▶ Instructions to follow
Find every line below with the string "functions" and pick it out.

===== Records for this task

PR #936, opened 2016-03-07
Change pool-based allocation to heap-based allocation in jerry.c

akiss77:
There was an abuse of memory pools in jerry.c: `compiled_code_map_entry_t`
is not an ECMA data model object but was still alocated/freed via
mem pool functions. Changed the appropriate calls to heap-related
functions.

### DIFF
--- a/jerry-core/jerry.c
+++ b/jerry-core/jerry.c
@@ -1851,7 +1851,8 @@ snapshot_add_compiled_code (ecma_compiled_code_t *compiled_code_p, /**< compiled
 
   snapshot_last_compiled_code_offset = snapshot_buffer_write_offset;
 
-  compiled_code_map_entry_t *new_entry = (compiled_code_map_entry_t *) mem_pools_alloc ();
+  compiled_code_map_entry_t *new_entry;
+  new_entry = (compiled_code_map_entry_t *) mem_heap_alloc_block (sizeof (compiled_code_map_entry_t));
 
   if (new_entry == NULL)
   {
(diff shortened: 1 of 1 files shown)


jerry-core/jerry.c
```diff
@@ -1848,7 +1848,8 @@ snapshot_add_compiled_code (ecma_compiled_code_t *compiled_code_p, /**< compiled
 
   snapshot_last_compiled_code_offset = snapshot_buffer_write_offset;
 
-  compiled_code_map_entry_t *new_entry = (compiled_code_map_entry_t *) mem_pools_alloc ();
+  compiled_code_map_entry_t *new_entry =
+  (compiled_code_map_entry_t *) mem_heap_alloc_block (sizeof (compiled_code_map_entry_t));
```
zherczeg: I think this is an incorrect style. A temporary variable could help.

akiss77: No. Seriously. I - will - not - add - extra - statements, - temporaries, - assignments - just - because - of - a - style - checker.

Style checkers should promote readability. Nicer style. But as soon as they force you to write _different_ (not differently styled!) code than you think it's optimal, then there is something terribly wrong.

(And the other issue is: the temp should be of type `compiled_code_map_entry_t *`, I guess. But then, there is no way to get that line under the 120 chars limit. Even a one-character temp would make a 121 chars line. So, that line should be broken somewhere too, which causes the same issue as we have now.)

zherczeg: But the proposed solution looks ugly. Introduce a two parameter macro for allocating, or improve the style checker.

LaszloLango:
```C++
compiled_code_map_entry_t *new_entry;
new_entry = (compiled_code_map_entry_t *) mem_heap_alloc_block (sizeof (compiled_code_map_entry_t));
```

akiss77:
Updated.
@LaszloLango thanks for the idea.

zherczeg:
LGTM

LaszloLango:
LGTM

PR #938, opened 2016-03-07
Warning fixes.

robertsipka:


jerry-core/mem/mem-poolman.c
```diff
@@ -34,16 +34,21 @@
...
-typedef struct
+struct mem_pool_chunk
 {
-  struct mem_pools_chunk_t *next_p; /* pointer to next pool chunk */
+  mem_pools_chunk_t *next_p; /* pointer to next pool chunk */
 #ifndef MEM_HEAP_PTR_64
   uint32_t dummy; /* dummy member for alignment */
 #endif
-} mem_pools_chunk_t;
+} mem_pool_chunk;
```
akiss77: This rewrite doesn't seem to be equivalent to the original version. This code defines a `struct mem_pool_chunk` -- and then also defines a variable named `mem_pool_chunk` of type `struct mem_pool_chunk`. This global variable is certainly not what we want.

BTW, why do we need this rewrite?

robertsipka: Yes, you are right. I changed this with another solution.
This modification fix the following warnings:
ezeket fixálja:
150:22: assignment from incompatible pointer type : mem_free_chunk_p = chunk_p->next_p;
173:27: assignment from incompatible pointer type : chunk_to_free_p->next_p = mem_free_chunk_p;
190:39: initialization from incompatible pointer type : mem_pools_chunk_t *const next_p = mem_free_chunk_p->next_p;

jerry-core/parser/regexp/re-compiler.c
```diff
@@ -472,7 +472,7 @@ re_find_bytecode_in_cache (ecma_string_t *pattern_str_p, /**< pattern string */
           && ecma_compare_ecma_strings (cached_pattern_str_p, pattern_str_p))
       {
         JERRY_DDLOG ("RegExp is found in cache\n");
-        return re_cache[*idx];
+        return (re_compiled_code_t *) re_cache[*idx];
```
zherczeg: I would change re_cache to store re_compiled_code_t pointers. This is what is there anyway.

robertsipka:
Thanks for the comments. I've updated the patch.
@zherczeg: At the first solution I didn't choose the safest way. I considered that and eliminated these warnings with adding the missing const modifiers, which I think is much closer to the original purpose. Please take a look at it.

jerry-core/mem/mem-poolman.c
```diff
@@ -37,9 +37,9 @@
 /**
  * Node for free chunk list
  */
-typedef struct
+typedef struct mem_pools_chunk
```
akiss77: Thanks for fixing this. However, there are some more recursive `struct`s in the code base, which solve the the issue inconsitently, sometimes even incorrectly. Could you please open an issue or a follow-up PR to have a uniform solution for all recursive `struct`s out there?

LaszloLango:
LGTM

jerry-core/mem/mem-poolman.c
zherczeg: Agreed. I would prefer a naming like mem_pools_chunk_forward_t in general

zherczeg:
LGTM

jerry-core/parser/regexp/re-compiler.c
```diff
@@ -388,7 +388,7 @@ re_parse_alternative (re_compiler_ctx_t *re_ctx_p, /**< RegExp compiler context
 
         ECMA_TRY_CATCH (empty,
                         re_parse_char_class (re_ctx_p->parser_ctx_p,
-                                             re_append_char_class,
+                                             (re_char_class_callback) re_append_char_class,
```
franc0is: In my opinion, it is bad practice to cast function pointers. Instead, change `re_append_char_class` to match `re_char_class_callback`'s type and cast the uint32_t to ecma_char_t inside the function.

LaszloLango: @franc0is, good point. @robertsipka, please change `typedef void (*re_char_class_callback) (void *re_ctx_p, uint32_t start, uint32_t end);` to `typedef void (*re_char_class_callback) (void *re_ctx_p, ecma_char_t start, ecma_char_t end);` and remove the cast.

robertsipka: Yes, thanks for the comments. I've updated the patch.
@LaszloLango : This modification will affect some helper functions, and more code refactoring needed. I think we could open a follow-up PR to do this kind of conversions.

LaszloLango: OK

robertsipka:
Rebased with master.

==========

▶ The answer
mem pool functions. Changed the appropriate calls to heap-related
functions.
@LaszloLango : This modification will affect some helper functions, and more code refactoring needed. I think we could open a follow-up PR to do this kind of conversions.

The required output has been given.